メガバンクは今、おカネのかかる支店の縮小に力を入れている。4~5年前から流行っているのが共同店舗だ。
これは多くのメガバンクや地方銀行で行っているが、最近あるメガバンクではさらなる人件費削減に動いているのを皆さんはご存知だろうか。
支店をなくして出張所に
支店は一定数の人数が必要だが、出張所にすると基準人員が大きく減る。あるメガバンクではこれを利用して支店をなくして、出張所に変えていくようだ。
しかも、出張所なので支店長は必要ない。近隣の大規模な支店を残して、その支店長が出張所の支店長を兼任する。出張時には支店長ではなく副支店長を配置する。これによって、大幅な人件費の削減が可能となる。
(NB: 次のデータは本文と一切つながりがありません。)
PR #489, opened 2023-05-03
SNOW-806047 fix logged uncompressedSize for Parquet

sfc-gh-gdoci:
This PR fixes the uncompressed size that we log. Previously it had an incorrect value for Parquet.

### DIFF
--- a/src/main/java/net/snowflake/ingest/streaming/internal/ArrowFlusher.java
+++ b/src/main/java/net/snowflake/ingest/streaming/internal/ArrowFlusher.java
@@ -34,6 +34,7 @@ public class ArrowFlusher implements Flusher<VectorSchemaRoot> {
     ByteArrayOutputStream chunkData = new ByteArrayOutputStream();
     List<ChannelMetadata> channelsMetadataList = new ArrayList<>();
     long rowCount = 0L;
+    float chunkUncompressedSize = 0f;
     VectorSchemaRoot root = null;
     ArrowWriter arrowWriter = null;
     VectorLoader loader = null;
@@ -94,6 +95,7 @@ public class ArrowFlusher implements Flusher<VectorSchemaRoot> {
         // Write channel data using the stream writer
         arrowWriter.writeBatch();
         rowCount += data.getRowCount();
+        chunkUncompressedSize += data.getBufferSize();
 
         logger.logDebug(
             "Finish building channel={}, rowCount={}, bufferSize={} in blob={}",
@@ -112,6 +114,7 @@ public class ArrowFlusher implements Flusher<VectorSchemaRoot> {
         channelsMetadataList,
         columnEpStatsMapCombined,
         rowCount,
+        chunkUncompressedSize,
         chunkData,
         chunkMinMaxInsertTimeInMs);
   }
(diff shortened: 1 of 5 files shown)


src/main/java/net/snowflake/ingest/streaming/internal/ParquetFlusher.java
```diff
@@ -50,6 +50,7 @@ private SerializationResult serializeFromParquetWriteBuffers(
       throws IOException {
     List<ChannelMetadata> channelsMetadataList = new ArrayList<>();
     long rowCount = 0L;
+    float chunkUncompressedSize = 0f;
```
sfc-gh-tjones, line 53: Codecov is saying that this line is not covered by tests.

sfc-gh-tjones (approved):
LGTM barring the Codecov comment.

src/main/java/net/snowflake/ingest/streaming/internal/ArrowFlusher.java
```diff
@@ -94,6 +95,7 @@ public Flusher.SerializationResult serialize(
         // Write channel data using the stream writer
         arrowWriter.writeBatch();
         rowCount += data.getRowCount();
+        chunkUncompressedSize += data.getBufferSize();
```
sfc-gh-tzhang, line 98: chunkData.size and the accumulation of buffer size could be different, right? I think the buffer size is the estimation  and we should use the actual uncompressed data size?

src/main/java/net/snowflake/ingest/streaming/internal/ParquetFlusher.java
```diff
@@ -176,14 +180,16 @@ private SerializationResult serializeFromJavaObjects(
       rows.addAll(data.getVectors().rows);
 
       rowCount += data.getRowCount();
+      chunkUncompressedSize += data.getBufferSize();
```
sfc-gh-tzhang, line 183: Same here, is it possible we get the actual uncompressed buffer size instead of using the estimated buffer size?

sfc-gh-tzhang (commented):
Left some comments, PTAL!

src/main/java/net/snowflake/ingest/streaming/internal/ArrowFlusher.java
sfc-gh-gdoci: I think it is fine to use the estimation. We use here in other places as well, eg this [log line](https://github.com/snowflakedb/snowflake-ingest-java/pull/489/files#diff-0b5d892d276fc68717bae6286a9fc43ae7ff3d033b0e260c66e781179c7143ddL60) and this [other](https://github.com/snowflakedb/snowflake-ingest-java/pull/489/files#diff-0b5d892d276fc68717bae6286a9fc43ae7ff3d033b0e260c66e781179c7143ddL102).

src/main/java/net/snowflake/ingest/streaming/internal/ParquetFlusher.java
sfc-gh-gdoci: Yes, `bufferSize()` is an estimation. For Parquet we have no access to the 'real' uncompressed data size because data is compressed internally. Our estimation can be slightly larger than the real value.

sfc-gh-tzhang (approved):

src/main/java/net/snowflake/ingest/streaming/internal/ArrowFlusher.java
sfc-gh-azagrebin: We can actually get back to the original behaviour for Arrow if `SerializationResult` had getUncompressedSize() method overriden for Arrow and Parquet accordingly or only for parquet.

sfc-gh-gdoci: Arrow will be deprecated soon anyway.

そもそも現在はほぼすべての事務を事務センターが行っており、支店で難しい事務が発生することはほぼない。また営業に関しても証券会社などから中途採用した担当者が1人で案件の完結を行っているので、こちらも特に管理職は必要ない。
リテール部門の本部はこちらに気づいて出張所に変更し、管理職の人件費を大幅に減らすようだ。
少ない店舗では、副支店長含めて、5人程度で出張所を回す計画のようだ。これだけ少人数で行うため、このような出張所では簡単な事務手続きしか行えない。そして、もし資産運用や住宅ローンの相談をした場合は、店舗の相談窓口でリモートでの対応になる。
資産運用・住宅ローン相談の主戦場はリモート
10年ほど前までは、資産運用や住宅ローンの相談は支店で行うのが当たり前だった。皆さんの中にも、休日相談会などに参加したことがある方はいるのではないだろうか。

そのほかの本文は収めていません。